Kami ke Bandung menginap dua malam di Galeri Ciumbuleuit. Awalnya hanya 3 orang dewasa dan 3 anak-anak saja (Nikki, Akira, dan Iain). Yang lain? Hobi keluarga kakak yang satu ini kalau pulang adalah "jalan". Bukan kuliner, bukan belanja, tapi benar-benar jalan. Yang artinya hiking atau naik gunung. Dan kali ini mereka naik ke Gunung Papandayan, sementara tahun sebelumnya ke Gunung Gede.
Nama saya Iain.
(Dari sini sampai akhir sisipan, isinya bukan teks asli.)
PR #2225, opened 2026-09-03
fix(bus): fail start_all when the outbound dispatcher cannot start (#1657)

### LINKED ISSUE #1657: ChannelManager.start_all is fire-and-forget — dispatcher failures silently lost
## Priority

**Medium**

## Module

`octos-bus` (channel management)

## Description

`ChannelManager::start_all` spawns all channel listeners and the outbound dispatcher via `tokio::spawn`, then **immediately returns** `Ok(())` without waiting for any spawned task to confirm successful startup. The dispatcher monitor task only logs on panic — it never propagates errors to the caller.

Three fire-and-forget spawned tasks:
1. Channel listener loops (`channel.rs:314`)
2. Outbound dispatcher loop (`channel.rs:369`)
3. Dispatcher panic monitor (log-only)

## Code location

`crates/octos-bus/src/channel.rs:288–376`

```rust
pub async fn start_all(&self, publisher: BusPublisher) -> Result<()> {
    // ... channel setup ...
    let dispatcher_handle = tokio::spawn(async move { /* dispatcher loop */ });

    // Logs panic only, does not propagate error
    tokio::spawn(async move {
        if let Err(e) = dispatcher_handle.await {
            error!("CRITICAL: outbound dispatcher panicked: {e}");
        }
    });

    Ok(())  // Returns immediately without verification
}
```

## Expected behavior

`start_all` should confirm the dispatcher has successfully started (at minimum completed its first poll) before returning, or propagate errors to the caller when startup fails.

## Actual behavior

All spawned tasks are fire-and-forget. If `out_rx` is already closed, the dispatcher panics on first poll, or a channel's `start()` fails immediately, the caller receives `Ok(())` but no message routing is actually running.

## Impact

- **Integration tests**: The test framework believes message routing is ready; the dispatcher never started. Assertions fail in later steps, making root cause hard to trace.
- **Startup sequence**: In a multi-channel gateway launch, one channel's silent failure does not block others, but message routing is incomplete.
- **Observability**: The panic monitor only logs — it does not trigger alerts or restarts.

## Reproduction

1. Close the `out_rx` channel receiver before calling `start_all`.
2. Call `start_all` — it returns `Ok(())`.
3. Attempt to send an outbound message — the dispatcher has panicked but nobody knows.

Alternatively, add `panic!("test")` at the dispatcher loop entry and observe that the monitor task only logs without propagating the error.

## Proposed fix

Use a oneshot channel to confirm the dispatcher completed its first poll:

```rust
let (ready_tx, ready_rx) = tokio::sync::oneshot::channel();
let dispatcher_handle = tokio::spawn(async move {
    // ... dispatcher init ...
    let _ = ready_tx.send(Ok(()));
    // ... dispatcher main loop ...
});

match tokio::time::timeout(Duration::from_secs(5), ready_rx).await {
    Ok(Ok(Ok(()))) => Ok(()),
    Ok(Ok(Err(e))) => Err(eyre::eyre!("dispatcher failed to start: {e}")),
    Ok(Err(_)) => Err(eyre::eyre!("dispatcher task dropped without signaling readiness")),
    Err(_) => Err(eyre::eyre!("dispatcher startup timed out")),
}
```

## Acceptance criteria

- [ ] `start_all` returns `Err` when the dispatcher fails to start, not `Ok(())`.
- [ ] Dispatcher panics propagate errors to the caller, not just log.
- [ ] Normal startup path behavior and performance unchanged.
- [ ] Test added: closing the receiver before `start_all` should return an error.

BH3GEI:
## Problem

`ChannelManager::start_all` spawned the outbound dispatcher (and all channel listeners) via `tokio::spawn` and returned `Ok(())` unconditionally. If the outbound bus was already dead at startup — all senders dropped, so `out_rx.recv()` returns `None` on the first poll — the dispatcher exited immediately, no message routing was running, and the caller still received `Ok(())`. The only signal was a log line; the panic monitor never propagated anything either.

## Root cause

`start_all` never waited for any confirmation from the spawned dispatcher task, so startup failure of the one task that makes routing work was indistinguishable from success.

## Fix

The dispatcher now reports readiness over a `oneshot` channel before entering its receive loop:

- `out_rx.is_closed()` at startup (every outbound sender already gone) → dispatcher sends `Err` and returns; `start_all` fails with "outbound dispatcher failed to start: outbound bus closed before dispatcher start".
- Dispatcher task dies before signaling (e.g. runtime abort) → the dropped sender makes `ready_rx` resolve to `Err`, and `start_all` fails.
- Otherwise readiness is sent and `start_all` returns `Ok(())` exactly as before — the dispatch loop itself is untouched.

No timeout is used on the readiness wait: a live tokio runtime polls a freshly spawned task as soon as `start_all` yields at the `await`, and if the runtime is shutting down the `start_all` future is dropped with everything else, so no hang is possible. This keeps the startup path deterministic rather than weather-dependent.

Scope notes (from review, stated plainly):

- Post-startup dispatcher **panics** still only hit the existing `error!` monitor — they cannot be propagated to a caller that has already returned `Ok(())` without an API change (returning the `JoinHandle` / a watchdog). This PR delivers startup-failure propagation, which is the silent-death case the issue's reproduction describes.
- On the `Err` path, channel listeners already spawned keep running until the runtime shuts down. This is documented on `start_all`'s doc comment; the sole production caller (`gateway_runtime.rs`) propagates the error with `?` and the process exits, so nothing leaks in practice.

## Test evidence

- New test `should_fail_start_all_when_outbound_senders_gone`: drops the only outbound sender before `start_all`, asserts `Err` with the expected message. **Red before the fix** (old code returned `Ok(())`), **green after**. Deterministic — no sleeps, no timing assumptions (verified `create_bus` mints exactly one sender per side, so `is_closed()` is deterministic).
- `cargo test -p octos-bus`: all 241 lib tests + 18 integration tests pass in one run, including the existing `test_dispatch_outbound` happy path (send → dispatch → clean shutdown on sender drop unchanged).
- `cargo fmt --check` clean; `cargo clippy -p octos-bus --all-targets -- -D warnings` zero warnings; `cargo check -p octos-cli` (the only consumer of this API) compiles.

End-to-end note: the failure scenario (outbound bus dead at startup) cannot be reached from the real `octos gateway` binary without patching internals — `create_bus` always returns a live pair and the gateway holds the agent handle past `start_all`. The strongest available end-to-end evidence is the red→green transition through the real public path `create_bus() → ChannelManager::start_all()`, which is what the test exercises; the happy path was additionally verified unchanged via `test_dispatch_outbound` and `cargo check` on the gateway caller.

## Review

Went through self-review of the full diff plus an independent adversarial review pass. Findings raised and resolved: (1) literal "panic propagation to caller" criterion is impossible post-return without an API change — scoped explicitly above; (2) listener-task leak on the `Err` path — documented on `start_all`, benign for the only caller; (3) `is_closed()` false-positive shape (buffered messages + dropped senders) — no such caller exists in the workspace; (4) hang/flakiness analysis of the readiness wait — none possible.

Closes #1657


anantheparty (approved):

Saya sangat suka makan mi! :p
Jadi... enggak heran kan, kalau keluarga kami pun akhirnya jarang sekali ke mall dan lebih memilih perjalanan yang berhubungan dengan alam. Sementara menunggu para saudara lain yang naik gunung kembali turun ke pusat, hari-hari di Bandung kami isi dengan bertarung menghadapi kemacetan. Yup! Menyebalkan sekali, ke mana-mana tidak bisa karena terjebak macet. Pada akhirnya, kami pun lebih senang leyeh-leyeh di hotel. Mendengarkan celotehan dan teriakan anak-anak.